Since I need new center tweeters, I went shopping. So far the Tang Band 28-847SD Shielded Neodymium Dome Tweeter at Parts Express seems to be a good choice. The space available is constricted and I wanted a tweeter that could be crossed over lower than may current set up, and this is the best for the money so far.


----------



## fdrahuse (Oct 30, 2014)

Here is an picture of what I am working on


----------



## fdrahuse (Oct 30, 2014)

Replacing this crossover with a much more developed one. And getting adjustable L-pads to replace potentiometers and keeping the design flavor the same.


----------



## fdrahuse (Oct 30, 2014)

Got my order from Parts express. Two new tweeters some coils and caps to experiment with. Also order from Tayda Electronics. They have very good prices and cheap shipping.

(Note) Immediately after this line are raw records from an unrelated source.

PR #4220, opened 2021-07-29
Add typings to FasterRCNN, MaskRCNN and RetinaNet

oke-aditya:
I'm unsure of few types. I will tag them.

I will go 3 files at a time, otherwise the diff would be too big to review.

cc @pmeier


torchvision/models/detection/retinanet.py
```diff
@@ -374,14 +426,23 @@ def __init__(self, backbone, num_classes,
         self._has_warned = False
 
     @torch.jit.unused
-    def eager_outputs(self, losses, detections):
+    def eager_outputs(
+        self,
+        losses: Dict[str, Tensor],
+        detections: List[Dict[str, Tensor]],
+    ):
```
oke-aditya, line 433: Bit confused here on the type of output.

torchvision/models/detection/retinanet.py
```diff
@@ -455,7 +521,11 @@ def postprocess_detections(self, head_outputs, anchors, image_shapes):
 
         return detections
 
-    def forward(self, images, targets=None):
+    def forward(
+        self,
+        images: List[Tensor],
+        targets: Optional[Dict[str, Tensor]] = None,
+    ):
```
oke-aditya, line 528: Here as well. I'm unsure of type of the output.

torchvision/models/detection/retinanet.py
```diff
@@ -40,19 +40,33 @@ class RetinaNetHead(nn.Module):
...
         self.regression_head = RetinaNetRegressionHead(in_channels, num_anchors)
 
-    def compute_loss(self, targets, head_outputs, anchors, matched_idxs):
+    def compute_loss(
+        self,
+        targets: List[Dict[str, Tensor]],
+        head_outputs: Dict[str, Tensor],
+        anchors: List[Tensor],
+        matched_idxs: List[Tensor],
+    ) -> Dict[Tensor]:
```
oke-aditya, line 59: I did a mistake here, will correct it.

oke-aditya (commented):
Hey @pmeier @frgfm :smile: would be great if you have a look

torchvision/models/detection/faster_rcnn.py
```diff
@@ -141,24 +142,41 @@ class FasterRCNN(GeneralizedRCNN):
...
-                 bbox_reg_weights=None):
+    def __init__(
+        self,
+        backbone: nn.Module,
+        num_classes: Optional[int] = None,
+        # transform parameters
+        min_size: int = 800,
+        max_size: int = 1333,
+        image_mean: Optional[Tuple[float]] = None,
+        image_std: Optional[Tuple[float]] = None,
```
datumbox, line 153: I think it should be `List[float]` instead of `Tuple[float]`?

Similar to:
https://github.com/pytorch/vision/blob/3e7653c8c4b5eb0c854251a0fb86be18de55bc68/torchvision/models/detection/ssd.py#L169

torchvision/models/detection/faster_rcnn.py
```diff
@@ -141,24 +142,41 @@ class FasterRCNN(GeneralizedRCNN):
...
+        box_head: Optional[nn.Module] = None,
+        box_predictor: Optional[nn.Module] = None,
+        box_score_thresh: float = 0.05,
+        box_nms_thresh: float = 0.5,
+        box_detections_per_img: int = 100,
+        box_fg_iou_thresh: float = 0.5,
+        box_bg_iou_thresh: float = 0.5,
+        box_batch_size_per_image: int = 512,
+        box_positive_fraction: float = 0.25,
+        bbox_reg_weights: Optional[Tuple[float]] = None
```
datumbox, line 178: I think this should be either `List[float]` or `Tuple[float, ...]`. See https://docs.python.org/3/library/typing.html#typing.Tuple

Not sure if the latter is supported on JIT; I usually use the first.

torchvision/models/detection/mask_rcnn.py
```diff
@@ -149,26 +150,45 @@ class MaskRCNN(FasterRCNN):
...
-                 mask_roi_pool=None, mask_head=None, mask_predictor=None):
+    def __init__(
+        self,
+        backbone: nn.Module,
+        num_classes: Optional[int] = None,
+        # transform parameters
+        min_size: int = 800,
+        max_size: int = 1333,
+        image_mean: Optional[Tuple[float]] = None,
+        image_std: Optional[Tuple[float]] = None,
```
datumbox, line 161: Same as above.

torchvision/models/detection/mask_rcnn.py
```diff
@@ -149,26 +150,45 @@ class MaskRCNN(FasterRCNN):
...
+        # RPN parameters
+        rpn_anchor_generator: Optional[nn.Module] = None,
```
datumbox, line 163: I believe that this needs to be `Optional[AnchorGenerator]` because of how the parent class works. See:
https://github.com/pytorch/vision/blob/183a722169421c83638e68ee2d8fc5bd3415c4b4/torchvision/models/detection/faster_rcnn.py#L169

torchvision/models/detection/retinanet.py
```diff
@@ -268,6 +310,8 @@ class RetinaNet(nn.Module):
             maps.
         head (nn.Module): Module run on top of the feature pyramid.
             Defaults to a module containing a classification and regression module.
+        proposal_matcher (nn.Module): Module that matches the proposals generated by groudn truth and predictions.
```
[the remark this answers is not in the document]
datumbox: The proposal_matcher is not of type `nn.Module`. It's currently of type object:
https://github.com/pytorch/vision/blob/183a722169421c83638e68ee2d8fc5bd3415c4b4/torchvision/models/detection/_utils.py#L227

Not sure if we could change this on a separate PR first without breaking existing code but worth having a look.

torchvision/models/detection/retinanet.py
```diff
@@ -314,18 +352,26 @@ class RetinaNet(nn.Module):
...
-                 topk_candidates=1000):
+    def __init__(
+        self,
+        backbone: nn.Module,
+        num_classes: int,
+        # transform parameters
+        min_size: int = 800,
+        max_size: int = 1333,
+        image_mean: Optional[Tuple[float]] = None,
+        image_std: Optional[Tuple[float]] = None,
```
datumbox, line 363: Same here.

torchvision/models/detection/retinanet.py
```diff
@@ -314,18 +352,26 @@ class RetinaNet(nn.Module):
...
+        # Anchor parameters
+        anchor_generator: Optional[AnchorGenerator] = None,
+        head: Optional[nn.Module] = None,
+        proposal_matcher: Optional[nn.Module] = None,
```
datumbox, line 367: Same as above.

torchvision/models/detection/retinanet.py
datumbox: Yeah... this is an ugly workaround for JIT. See here for the output type:
https://github.com/pytorch/vision/blob/3e7653c8c4b5eb0c854251a0fb86be18de55bc68/torchvision/models/detection/ssd.py#L216-L217

torchvision/models/detection/retinanet.py
datumbox: Similar to above, see here:
https://github.com/pytorch/vision/blob/3e7653c8c4b5eb0c854251a0fb86be18de55bc68/torchvision/models/detection/ssd.py#L284-L285

torchvision/models/detection/retinanet.py
```diff
@@ -564,8 +624,14 @@ def forward(self, images, targets=None):
...
 
 
-def retinanet_resnet50_fpn(pretrained=False, progress=True,
-                           num_classes=91, pretrained_backbone=True, trainable_backbone_layers=None, **kwargs):
+def retinanet_resnet50_fpn(
+    pretrained: bool = False,
+    progress: bool = True,
+    num_classes: int = 91,
+    pretrained_backbone: bool = True,
+    trainable_backbone_layers: bool = None,
```
datumbox, line 632:
```suggestion
    trainable_backbone_layers: Optional[bool] = None,
```

datumbox (commented):
Thanks @oke-aditya.

I had a first pass and added a few comments. Let me know what you think. Please note that my current setup does not allow me to do thorough reviews, so I will leave it for someone else from the team to approve (or wait until I'm properly back. :) )

torchvision/models/detection/faster_rcnn.py
```diff
@@ -141,24 +142,41 @@ class FasterRCNN(GeneralizedRCNN):
...
+        rpn_post_nms_top_n_test: int = 1000,
+        rpn_nms_thresh: float = 0.7,
+        rpn_fg_iou_thresh: float = 0.7,
+        rpn_bg_iou_thresh: float = 0.3,
+        rpn_batch_size_per_image: int = 256,
+        rpn_positive_fraction: float = 0.5,
+        rpn_score_thresh: float = 0.0,
+        # Box parameters
+        box_roi_pool: Optional[MultiScaleRoIAlign] = None,
+        box_head: Optional[nn.Module] = None,
```
frgfm, line 169: `box_head: Optional[RPNHead] = None` I believe

torchvision/models/detection/mask_rcnn.py
```diff
@@ -149,26 +150,45 @@ class MaskRCNN(FasterRCNN):
...
+        rpn_head: Optional[nn.Module] = None,
```
frgfm, line 164: same here : `Optional[RPNHead]` I think

torchvision/models/detection/faster_rcnn.py
```diff
@@ -141,24 +142,41 @@ class FasterRCNN(GeneralizedRCNN):
...
+        box_predictor: Optional[nn.Module] = None,
```
frgfm, line 170: `Optional[FastRCNNPredictor]` I think

torchvision/models/detection/mask_rcnn.py
```diff
@@ -149,26 +150,45 @@ class MaskRCNN(FasterRCNN):
...
+        rpn_nms_thresh: float = 0.7,
+        rpn_fg_iou_thresh: float = 0.7,
+        rpn_bg_iou_thresh: float = 0.3,
+        rpn_batch_size_per_image: int = 256,
+        rpn_positive_fraction: float = 0.5,
+        rpn_score_thresh: float = 0.0,
+        # Box parameters
+        box_roi_pool: Optional[nn.Module] = None,
+        box_head: Optional[nn.Module] = None,
+        box_predictor: Optional[nn.Module] = None,
```
frgfm, line 178: cf. comments on faster_rcnn

torchvision/models/detection/mask_rcnn.py
```diff
@@ -149,26 +150,45 @@ class MaskRCNN(FasterRCNN):
...
+        box_detections_per_img: int = 100,
+        box_fg_iou_thresh: float = 0.5,
+        box_bg_iou_thresh: float = 0.5,
+        box_batch_size_per_image: int = 512,
+        box_positive_fraction: float = 0.25,
+        bbox_reg_weights: Optional[Tuple[float]] = None,
+        # Mask parameters
+        mask_roi_pool: Optional[MultiScaleRoIAlign] = None,
+        mask_head: Optional[nn.Module] = None,
+        mask_predictor: Optional[nn.Module] = None
```
frgfm, line 190: `Optional[MaskRCNNPredictor]` I guess

torchvision/models/detection/mask_rcnn.py
```diff
@@ -149,26 +150,45 @@ class MaskRCNN(FasterRCNN):
...
+        box_nms_thresh: float = 0.5,
+        box_detections_per_img: int = 100,
+        box_fg_iou_thresh: float = 0.5,
+        box_bg_iou_thresh: float = 0.5,
+        box_batch_size_per_image: int = 512,
+        box_positive_fraction: float = 0.25,
+        bbox_reg_weights: Optional[Tuple[float]] = None,
+        # Mask parameters
+        mask_roi_pool: Optional[MultiScaleRoIAlign] = None,
+        mask_head: Optional[nn.Module] = None,
```
frgfm, line 189: `Optional[MaskRCNNHeads]` over here

torchvision/models/detection/retinanet.py
```diff
@@ -314,18 +352,26 @@ class RetinaNet(nn.Module):
...
+        backbone: nn.Module,
+        num_classes: int,
+        # transform parameters
+        min_size: int = 800,
+        max_size: int = 1333,
+        image_mean: Optional[Tuple[float]] = None,
+        image_std: Optional[Tuple[float]] = None,
+        # Anchor parameters
+        anchor_generator: Optional[AnchorGenerator] = None,
+        head: Optional[nn.Module] = None,
```
frgfm, line 366: I'm not sure here but maybe it's `Optional[RetinaNetHead]`

torchvision/models/detection/retinanet.py
frgfm: small typo I think: `Optional[int]`

frgfm (changes requested):
Thanks for the help!
You forgot typing annotations on the `forward` methods of most classes of `faster_rcnn.py` module, I added comments about things that weren't already pointed out by @datumbox!

oke-aditya:
I have combined the PRs. I will address all the above comments :smiley:

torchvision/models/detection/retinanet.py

Bought some caps to replace in my Nikko receiver.


----------



## fdrahuse (Oct 30, 2014)

Also ordered a meter to measure capacitance from China (ebay). $12.00 including shipping. Just curious if it works. Will test my new caps against what is currently in my system.


----------



## fdrahuse (Oct 30, 2014)

Bought a three pack of magnet wire from radioshack for 9 bucks. Its a little thin but good for notch filter coils. The spools seem the right size for forms. 
Will start making my impedance test board today. I will try too post pictures.
I also ordered sockets for 3.5 mm plugs for laptop mic and headphone jack on laptop (from Tayda electronics) 
This should be easier to make the REW set up for testing impedance since the sockets have the signal broken out in laug and I don't have to try and make a custom plug. Just plug a male/male cord from laptop to socket. Not quite clear on the schematic REW shows for the circuit. They have left and right outputs shown only. I guess ground is not used from the soundcard and headphone jack.


----------



## fdrahuse (Oct 30, 2014)

Received the cheap capacitor meter. Works good. 10.0 uf checked 9.88 uf.


----------



## fdrahuse (Oct 30, 2014)

Never got the impedance measurement jigs to work, but did measure manually. Using a couple of different microphones, resonant frequency of the side tweeters was about 1550 HZ. 

The tweeter I tested was actually pretty flat and compared well to the new tweeter I bought for the center tweeter. 

Starting to work on testing crossover with the frequency response of the whole array wired together.


----------



## fdrahuse (Oct 30, 2014)

Just found out the Dayton Audio iMM-6 works with REW. The text calibration file from Dayton loads directly into REW just like the .cal files. No problem


----------



## fdrahuse (Oct 30, 2014)

Frequency response of tweeter with no baffle


----------